By Victoria Isabella Cornelia Smit
In Pierson (2004) we saw a distinction between types of slow-moving causal processes: the incremental model, the threshold model and the causal chain model. In this blogpost, I attempt to explain how the one-child policy from China before 2015 could impact all these three models when applied to various variables.
Within this blogpost I assume that the one-child policy applies to everyone and that it was reinforced strictly, in other words, I assume the intended consequences are to control population growth.
Pierson called demography an “excellent example” of a cumulative cause that creates slow-moving outcomes. One example of a demographic cause is the population growth. Given the rapid-population growth pre-one-child policy, if we see this as incremental we could imagine a “slope”. The one-child policy would change the slope of the cause - it would make sure the slow-moving cause would be even slower.

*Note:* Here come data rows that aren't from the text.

PR #35365, opened 2021-11-03
[release/v2.5] Bump RKE to v1.2.14

PennyScissors:
Bumps RKE version to add new types for NGINX webhook image.


StrongMonkey (approved):
LGTM. The first commit is to remove the additional line that is generated by golang 1.17 since release/2.5 is not fully bumped to 1.17. 

>The go command now understands //go:build lines and prefers them over // +build lines. The new syntax uses boolean expressions, just like Go, and should be less error-prone. As of this release, the new syntax is fully supported, and all Go files should be updated to have both forms with the same meaning. To aid in migration, gofmt now automatically synchronizes the two forms. For more details on the syntax and migration plan, see https://golang.org/design/draft-gobuild.

PR #35375, opened 2021-11-04
[Validation/Integration] A redesigned test suite to be used for both integration and automation

igomez06:
A redesigned test suite to be used for both integration and automation testing.

Updated go.mod and go.sum files to account for new defaults package needed."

Thresholds are a model in which the slow-moving cause has no effect until it reaches a certain critical level, and then has strong self-reinforcing character. If we again assume population growth is the slow-moving cause for whichever threshold, and if all the assumptions for the policy hold, the threshold would be reached later.
In the causal chain model chains lead to certain outcomes if closely linked. One example given in Pierson was family planning in Iraq, and how this could be viewed in a political process. Reasoning by analogy, the one-child policy can be viewed as a very invasive policy for family planning. Thus we can look at the one-child policy similar to that of family planning in Iraq, which has already been explored.
In conclusion, it is perhaps not the causal chains that are providing an interesting research agenda, rather, we could look at the cumulative causes and threshold models. Of course this blogpost is limited, especially the assumptions are constraining (there were many exceptions to the one-child policy). Nonetheless, it is interesting to think about these policies and their impact on the grand models.